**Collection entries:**
======

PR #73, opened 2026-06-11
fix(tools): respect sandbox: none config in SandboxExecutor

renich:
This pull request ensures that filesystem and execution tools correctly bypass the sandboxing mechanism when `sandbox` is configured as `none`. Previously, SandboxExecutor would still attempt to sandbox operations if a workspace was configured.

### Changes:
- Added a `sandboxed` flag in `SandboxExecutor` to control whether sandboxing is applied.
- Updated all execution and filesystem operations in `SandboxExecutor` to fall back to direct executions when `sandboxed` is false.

======

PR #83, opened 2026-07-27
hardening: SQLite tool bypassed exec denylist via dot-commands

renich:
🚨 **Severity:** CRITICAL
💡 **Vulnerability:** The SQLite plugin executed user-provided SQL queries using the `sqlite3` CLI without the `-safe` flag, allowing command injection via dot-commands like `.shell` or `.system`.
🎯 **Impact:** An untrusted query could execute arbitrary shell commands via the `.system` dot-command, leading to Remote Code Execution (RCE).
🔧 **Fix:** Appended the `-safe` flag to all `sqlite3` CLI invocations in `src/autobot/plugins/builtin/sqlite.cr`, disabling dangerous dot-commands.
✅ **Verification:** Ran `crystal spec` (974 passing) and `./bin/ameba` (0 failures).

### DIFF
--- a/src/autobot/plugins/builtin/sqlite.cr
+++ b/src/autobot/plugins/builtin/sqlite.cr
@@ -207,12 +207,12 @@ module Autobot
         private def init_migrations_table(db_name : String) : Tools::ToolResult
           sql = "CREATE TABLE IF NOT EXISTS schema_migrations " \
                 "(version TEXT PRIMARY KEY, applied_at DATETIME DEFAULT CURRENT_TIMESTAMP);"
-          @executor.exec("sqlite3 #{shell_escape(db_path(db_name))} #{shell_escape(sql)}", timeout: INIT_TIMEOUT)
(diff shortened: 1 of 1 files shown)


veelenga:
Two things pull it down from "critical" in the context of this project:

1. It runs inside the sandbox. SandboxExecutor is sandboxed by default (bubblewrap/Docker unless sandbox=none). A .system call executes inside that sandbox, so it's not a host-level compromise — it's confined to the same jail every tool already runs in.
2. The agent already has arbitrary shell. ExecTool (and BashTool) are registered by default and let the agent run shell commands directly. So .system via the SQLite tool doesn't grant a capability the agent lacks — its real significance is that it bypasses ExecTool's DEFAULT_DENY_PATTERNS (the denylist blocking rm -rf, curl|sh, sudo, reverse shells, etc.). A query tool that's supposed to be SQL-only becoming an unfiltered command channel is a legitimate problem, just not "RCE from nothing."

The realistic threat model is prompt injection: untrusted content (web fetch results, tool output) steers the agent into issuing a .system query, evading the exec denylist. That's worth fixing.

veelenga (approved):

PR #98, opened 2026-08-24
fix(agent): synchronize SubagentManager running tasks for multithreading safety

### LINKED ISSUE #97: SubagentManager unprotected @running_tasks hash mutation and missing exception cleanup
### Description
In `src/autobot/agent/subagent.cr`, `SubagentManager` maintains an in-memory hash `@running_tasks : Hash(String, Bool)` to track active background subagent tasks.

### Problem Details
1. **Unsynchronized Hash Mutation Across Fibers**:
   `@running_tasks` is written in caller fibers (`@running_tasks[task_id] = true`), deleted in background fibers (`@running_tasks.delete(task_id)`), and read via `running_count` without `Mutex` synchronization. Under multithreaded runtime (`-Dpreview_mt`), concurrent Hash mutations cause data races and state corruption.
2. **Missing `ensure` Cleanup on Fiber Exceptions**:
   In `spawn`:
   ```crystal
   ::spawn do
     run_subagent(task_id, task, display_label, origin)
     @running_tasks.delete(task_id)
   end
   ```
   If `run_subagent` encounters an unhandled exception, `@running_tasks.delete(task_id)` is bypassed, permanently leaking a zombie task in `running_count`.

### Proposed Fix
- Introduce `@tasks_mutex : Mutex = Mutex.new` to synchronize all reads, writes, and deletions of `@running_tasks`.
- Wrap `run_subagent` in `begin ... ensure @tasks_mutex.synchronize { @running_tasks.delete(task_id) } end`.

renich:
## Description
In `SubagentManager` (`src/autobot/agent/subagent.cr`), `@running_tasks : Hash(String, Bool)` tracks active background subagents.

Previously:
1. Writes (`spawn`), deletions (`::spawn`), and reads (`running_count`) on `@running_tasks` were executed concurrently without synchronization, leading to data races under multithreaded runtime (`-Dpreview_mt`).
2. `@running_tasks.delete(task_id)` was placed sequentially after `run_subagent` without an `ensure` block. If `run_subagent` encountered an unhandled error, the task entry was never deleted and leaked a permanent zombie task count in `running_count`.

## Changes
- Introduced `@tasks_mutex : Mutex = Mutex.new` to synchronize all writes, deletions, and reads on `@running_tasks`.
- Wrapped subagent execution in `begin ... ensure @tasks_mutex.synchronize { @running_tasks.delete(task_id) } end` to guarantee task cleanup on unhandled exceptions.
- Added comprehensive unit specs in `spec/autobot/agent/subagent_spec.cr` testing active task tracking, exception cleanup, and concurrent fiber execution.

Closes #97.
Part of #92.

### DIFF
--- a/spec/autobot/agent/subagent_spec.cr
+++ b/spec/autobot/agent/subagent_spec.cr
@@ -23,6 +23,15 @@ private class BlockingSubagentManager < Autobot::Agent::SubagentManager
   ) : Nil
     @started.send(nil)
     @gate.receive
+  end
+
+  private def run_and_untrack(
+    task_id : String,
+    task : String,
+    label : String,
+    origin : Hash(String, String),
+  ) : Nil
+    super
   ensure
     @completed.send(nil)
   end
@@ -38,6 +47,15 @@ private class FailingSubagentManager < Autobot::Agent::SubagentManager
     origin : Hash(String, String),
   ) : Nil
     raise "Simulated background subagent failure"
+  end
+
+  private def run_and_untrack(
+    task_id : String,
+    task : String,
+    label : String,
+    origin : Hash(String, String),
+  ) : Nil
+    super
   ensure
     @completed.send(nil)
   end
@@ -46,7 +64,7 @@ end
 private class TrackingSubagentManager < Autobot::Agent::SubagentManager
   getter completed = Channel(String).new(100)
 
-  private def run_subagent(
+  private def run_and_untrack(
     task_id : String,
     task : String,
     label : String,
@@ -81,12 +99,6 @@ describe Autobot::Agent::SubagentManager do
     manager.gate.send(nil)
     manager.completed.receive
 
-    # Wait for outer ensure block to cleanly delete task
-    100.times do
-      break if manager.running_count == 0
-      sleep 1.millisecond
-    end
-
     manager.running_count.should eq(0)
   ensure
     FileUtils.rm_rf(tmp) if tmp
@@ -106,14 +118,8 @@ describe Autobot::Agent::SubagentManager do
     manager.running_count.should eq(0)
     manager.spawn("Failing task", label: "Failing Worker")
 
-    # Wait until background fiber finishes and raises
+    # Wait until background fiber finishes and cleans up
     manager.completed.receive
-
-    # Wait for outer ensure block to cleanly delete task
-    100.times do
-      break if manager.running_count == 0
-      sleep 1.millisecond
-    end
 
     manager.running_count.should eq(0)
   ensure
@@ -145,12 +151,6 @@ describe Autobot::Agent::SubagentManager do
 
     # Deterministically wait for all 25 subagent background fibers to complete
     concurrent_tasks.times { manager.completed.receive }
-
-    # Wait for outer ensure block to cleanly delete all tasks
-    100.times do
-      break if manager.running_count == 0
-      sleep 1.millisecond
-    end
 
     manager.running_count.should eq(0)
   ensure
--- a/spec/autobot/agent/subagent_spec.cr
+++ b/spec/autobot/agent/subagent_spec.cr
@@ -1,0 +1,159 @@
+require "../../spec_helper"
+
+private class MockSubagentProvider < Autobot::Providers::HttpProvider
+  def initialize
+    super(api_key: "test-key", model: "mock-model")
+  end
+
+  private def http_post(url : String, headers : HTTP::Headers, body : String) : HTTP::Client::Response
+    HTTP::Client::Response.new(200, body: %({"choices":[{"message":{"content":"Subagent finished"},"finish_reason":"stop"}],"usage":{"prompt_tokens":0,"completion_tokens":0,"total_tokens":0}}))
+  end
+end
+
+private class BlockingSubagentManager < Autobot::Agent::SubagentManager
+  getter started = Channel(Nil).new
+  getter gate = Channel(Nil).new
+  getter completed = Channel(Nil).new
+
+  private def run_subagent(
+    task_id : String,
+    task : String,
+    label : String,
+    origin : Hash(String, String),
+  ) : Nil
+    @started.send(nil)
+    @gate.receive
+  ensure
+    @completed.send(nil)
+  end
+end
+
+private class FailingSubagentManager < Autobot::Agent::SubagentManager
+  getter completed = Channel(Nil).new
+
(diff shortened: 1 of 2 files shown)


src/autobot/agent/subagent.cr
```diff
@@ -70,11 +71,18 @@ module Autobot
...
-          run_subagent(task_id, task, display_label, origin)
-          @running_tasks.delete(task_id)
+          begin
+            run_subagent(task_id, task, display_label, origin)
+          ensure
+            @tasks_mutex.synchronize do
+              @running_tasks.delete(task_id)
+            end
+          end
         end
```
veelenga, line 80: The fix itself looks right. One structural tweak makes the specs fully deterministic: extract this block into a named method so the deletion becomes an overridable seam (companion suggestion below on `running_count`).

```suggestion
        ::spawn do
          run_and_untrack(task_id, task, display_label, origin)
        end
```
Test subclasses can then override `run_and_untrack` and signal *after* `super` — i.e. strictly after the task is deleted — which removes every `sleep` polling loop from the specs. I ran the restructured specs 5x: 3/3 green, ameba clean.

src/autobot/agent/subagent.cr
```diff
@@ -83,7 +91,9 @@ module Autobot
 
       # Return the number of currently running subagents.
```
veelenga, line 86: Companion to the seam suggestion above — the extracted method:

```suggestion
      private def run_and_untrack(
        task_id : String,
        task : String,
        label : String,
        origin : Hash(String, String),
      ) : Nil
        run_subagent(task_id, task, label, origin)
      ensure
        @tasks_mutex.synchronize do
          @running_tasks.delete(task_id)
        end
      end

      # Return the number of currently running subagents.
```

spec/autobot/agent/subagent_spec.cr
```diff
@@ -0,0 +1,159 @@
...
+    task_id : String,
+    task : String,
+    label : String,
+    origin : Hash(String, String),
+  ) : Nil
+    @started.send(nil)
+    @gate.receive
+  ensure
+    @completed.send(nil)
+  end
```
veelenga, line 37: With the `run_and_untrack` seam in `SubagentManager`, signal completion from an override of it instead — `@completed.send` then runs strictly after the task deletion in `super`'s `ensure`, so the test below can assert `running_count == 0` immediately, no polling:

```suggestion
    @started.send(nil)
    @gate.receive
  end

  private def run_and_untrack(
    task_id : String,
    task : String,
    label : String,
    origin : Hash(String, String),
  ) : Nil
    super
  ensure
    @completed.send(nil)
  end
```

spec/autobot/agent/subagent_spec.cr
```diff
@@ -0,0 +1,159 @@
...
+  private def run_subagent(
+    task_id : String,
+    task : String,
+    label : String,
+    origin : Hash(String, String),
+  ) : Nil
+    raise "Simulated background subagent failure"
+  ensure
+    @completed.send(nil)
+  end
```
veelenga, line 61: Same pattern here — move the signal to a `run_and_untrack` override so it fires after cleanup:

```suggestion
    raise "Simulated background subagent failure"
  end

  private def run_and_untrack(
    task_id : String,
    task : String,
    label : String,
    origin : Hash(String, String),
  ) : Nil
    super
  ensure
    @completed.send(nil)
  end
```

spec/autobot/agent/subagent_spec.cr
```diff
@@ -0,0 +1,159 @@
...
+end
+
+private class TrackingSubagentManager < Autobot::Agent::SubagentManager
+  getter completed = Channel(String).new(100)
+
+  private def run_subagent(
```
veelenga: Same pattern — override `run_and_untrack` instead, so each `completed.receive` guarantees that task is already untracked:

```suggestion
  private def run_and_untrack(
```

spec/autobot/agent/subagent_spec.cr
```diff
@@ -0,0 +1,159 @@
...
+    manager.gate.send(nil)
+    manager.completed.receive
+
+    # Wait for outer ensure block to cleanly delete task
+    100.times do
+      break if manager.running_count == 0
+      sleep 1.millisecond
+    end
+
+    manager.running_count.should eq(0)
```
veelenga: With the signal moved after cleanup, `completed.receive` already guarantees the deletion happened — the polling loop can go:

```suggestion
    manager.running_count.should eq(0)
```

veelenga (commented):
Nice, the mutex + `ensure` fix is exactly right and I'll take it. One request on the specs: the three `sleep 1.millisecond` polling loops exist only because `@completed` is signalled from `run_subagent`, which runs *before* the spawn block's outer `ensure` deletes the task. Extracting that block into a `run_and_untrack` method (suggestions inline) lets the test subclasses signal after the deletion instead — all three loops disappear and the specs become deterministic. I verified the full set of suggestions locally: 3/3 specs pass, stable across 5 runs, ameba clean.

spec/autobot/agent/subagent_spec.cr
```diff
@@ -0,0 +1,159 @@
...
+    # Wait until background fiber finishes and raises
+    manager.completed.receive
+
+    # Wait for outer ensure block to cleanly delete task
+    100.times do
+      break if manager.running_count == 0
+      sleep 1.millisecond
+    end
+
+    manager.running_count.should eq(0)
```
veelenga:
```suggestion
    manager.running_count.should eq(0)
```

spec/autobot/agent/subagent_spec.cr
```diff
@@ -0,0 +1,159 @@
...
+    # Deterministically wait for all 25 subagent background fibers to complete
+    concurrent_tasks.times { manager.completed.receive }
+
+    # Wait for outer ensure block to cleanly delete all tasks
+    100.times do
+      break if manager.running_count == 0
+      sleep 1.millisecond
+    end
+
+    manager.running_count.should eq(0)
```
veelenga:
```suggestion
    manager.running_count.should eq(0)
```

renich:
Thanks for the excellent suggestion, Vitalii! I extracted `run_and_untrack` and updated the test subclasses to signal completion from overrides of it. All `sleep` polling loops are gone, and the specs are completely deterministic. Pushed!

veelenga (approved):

======

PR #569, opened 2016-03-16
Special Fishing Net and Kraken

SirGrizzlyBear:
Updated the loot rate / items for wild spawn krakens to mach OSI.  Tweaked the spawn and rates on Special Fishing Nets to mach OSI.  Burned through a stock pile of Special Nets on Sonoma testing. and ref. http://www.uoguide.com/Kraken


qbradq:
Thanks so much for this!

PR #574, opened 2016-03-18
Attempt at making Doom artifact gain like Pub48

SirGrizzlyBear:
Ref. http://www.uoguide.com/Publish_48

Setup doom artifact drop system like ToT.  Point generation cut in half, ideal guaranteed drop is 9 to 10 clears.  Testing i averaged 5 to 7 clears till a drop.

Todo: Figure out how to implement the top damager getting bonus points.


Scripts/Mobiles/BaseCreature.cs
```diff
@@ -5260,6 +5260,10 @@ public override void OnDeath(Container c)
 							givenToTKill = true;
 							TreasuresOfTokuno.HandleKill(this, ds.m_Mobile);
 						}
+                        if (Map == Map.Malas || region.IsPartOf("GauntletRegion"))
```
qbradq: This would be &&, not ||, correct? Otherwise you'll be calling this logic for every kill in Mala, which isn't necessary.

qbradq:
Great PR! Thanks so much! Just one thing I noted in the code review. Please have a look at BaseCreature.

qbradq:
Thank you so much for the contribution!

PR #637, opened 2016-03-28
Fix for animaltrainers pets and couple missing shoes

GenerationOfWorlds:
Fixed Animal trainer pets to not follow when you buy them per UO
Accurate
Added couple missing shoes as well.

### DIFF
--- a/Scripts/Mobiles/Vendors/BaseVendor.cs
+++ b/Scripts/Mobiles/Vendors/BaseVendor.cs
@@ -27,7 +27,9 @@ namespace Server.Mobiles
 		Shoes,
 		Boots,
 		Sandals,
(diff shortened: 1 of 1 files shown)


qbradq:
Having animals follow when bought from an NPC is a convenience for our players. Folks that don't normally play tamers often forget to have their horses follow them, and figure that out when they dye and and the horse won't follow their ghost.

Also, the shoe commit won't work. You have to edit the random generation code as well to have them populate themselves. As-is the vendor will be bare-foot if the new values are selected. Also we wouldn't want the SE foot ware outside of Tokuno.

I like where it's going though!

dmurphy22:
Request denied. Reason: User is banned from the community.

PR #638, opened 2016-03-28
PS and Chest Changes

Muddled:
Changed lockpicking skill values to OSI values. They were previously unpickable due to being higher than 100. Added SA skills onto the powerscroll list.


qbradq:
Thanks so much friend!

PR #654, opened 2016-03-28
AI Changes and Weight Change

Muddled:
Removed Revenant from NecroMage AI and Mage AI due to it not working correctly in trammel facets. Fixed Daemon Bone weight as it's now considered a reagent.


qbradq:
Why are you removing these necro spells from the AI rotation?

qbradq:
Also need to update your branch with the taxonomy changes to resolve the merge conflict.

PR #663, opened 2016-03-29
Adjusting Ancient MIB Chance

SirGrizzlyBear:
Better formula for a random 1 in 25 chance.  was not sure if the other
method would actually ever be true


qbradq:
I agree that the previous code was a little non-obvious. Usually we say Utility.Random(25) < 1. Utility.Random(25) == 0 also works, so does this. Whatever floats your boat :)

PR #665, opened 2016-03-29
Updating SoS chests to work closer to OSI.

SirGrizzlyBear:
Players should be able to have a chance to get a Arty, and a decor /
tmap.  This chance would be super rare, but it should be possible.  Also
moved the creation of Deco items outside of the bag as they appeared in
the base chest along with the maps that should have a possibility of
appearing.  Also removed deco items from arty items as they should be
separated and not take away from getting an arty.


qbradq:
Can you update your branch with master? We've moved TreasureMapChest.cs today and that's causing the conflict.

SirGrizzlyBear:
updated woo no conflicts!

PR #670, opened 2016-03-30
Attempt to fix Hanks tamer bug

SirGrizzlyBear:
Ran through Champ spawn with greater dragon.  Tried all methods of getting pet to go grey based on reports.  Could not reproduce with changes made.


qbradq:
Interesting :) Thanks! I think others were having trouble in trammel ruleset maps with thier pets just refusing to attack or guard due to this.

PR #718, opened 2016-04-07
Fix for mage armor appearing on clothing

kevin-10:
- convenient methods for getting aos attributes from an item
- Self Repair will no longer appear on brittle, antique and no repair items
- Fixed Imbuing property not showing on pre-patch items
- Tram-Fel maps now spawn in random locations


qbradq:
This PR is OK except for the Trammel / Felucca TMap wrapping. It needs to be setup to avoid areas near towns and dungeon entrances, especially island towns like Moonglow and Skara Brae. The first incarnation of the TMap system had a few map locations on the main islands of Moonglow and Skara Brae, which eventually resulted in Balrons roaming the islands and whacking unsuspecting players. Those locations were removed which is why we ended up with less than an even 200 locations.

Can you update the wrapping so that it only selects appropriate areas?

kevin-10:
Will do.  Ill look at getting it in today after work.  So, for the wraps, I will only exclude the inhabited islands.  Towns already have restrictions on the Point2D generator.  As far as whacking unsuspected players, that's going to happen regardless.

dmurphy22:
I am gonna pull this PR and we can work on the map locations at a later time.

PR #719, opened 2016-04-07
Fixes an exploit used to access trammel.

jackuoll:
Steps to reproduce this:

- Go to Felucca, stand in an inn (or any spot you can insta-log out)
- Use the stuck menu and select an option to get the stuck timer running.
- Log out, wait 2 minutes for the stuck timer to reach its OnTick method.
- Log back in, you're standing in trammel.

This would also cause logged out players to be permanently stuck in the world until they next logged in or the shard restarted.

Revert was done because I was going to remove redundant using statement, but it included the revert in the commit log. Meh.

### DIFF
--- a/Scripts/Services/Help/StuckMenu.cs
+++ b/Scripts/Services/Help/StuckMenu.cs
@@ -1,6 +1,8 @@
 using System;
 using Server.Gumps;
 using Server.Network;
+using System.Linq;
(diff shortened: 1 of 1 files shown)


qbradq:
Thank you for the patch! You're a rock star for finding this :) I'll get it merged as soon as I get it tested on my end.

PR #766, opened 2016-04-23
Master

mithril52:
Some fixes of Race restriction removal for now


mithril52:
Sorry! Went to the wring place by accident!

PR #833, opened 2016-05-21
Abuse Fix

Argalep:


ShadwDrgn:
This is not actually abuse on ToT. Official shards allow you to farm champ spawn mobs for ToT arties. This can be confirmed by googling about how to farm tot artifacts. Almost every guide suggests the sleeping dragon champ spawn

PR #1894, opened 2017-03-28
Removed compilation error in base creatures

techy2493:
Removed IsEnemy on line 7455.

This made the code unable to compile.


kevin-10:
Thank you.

======

**Task to complete:**
The lines in the entries above that carry the word "then" must be copied.

**Answer to this problem:**
Test subclasses can then override `run_and_untrack` and signal *after* `super` — i.e. strictly after the task is deleted — which removes every `sleep` polling loop from the specs. I ran the restructured specs 5x: 3/3 green, ameba clean.
veelenga, line 37: With the `run_and_untrack` seam in `SubagentManager`, signal completion from an override of it instead — `@completed.send` then runs strictly after the task deletion in `super`'s `ensure`, so the test below can assert `running_count == 0` immediately, no polling:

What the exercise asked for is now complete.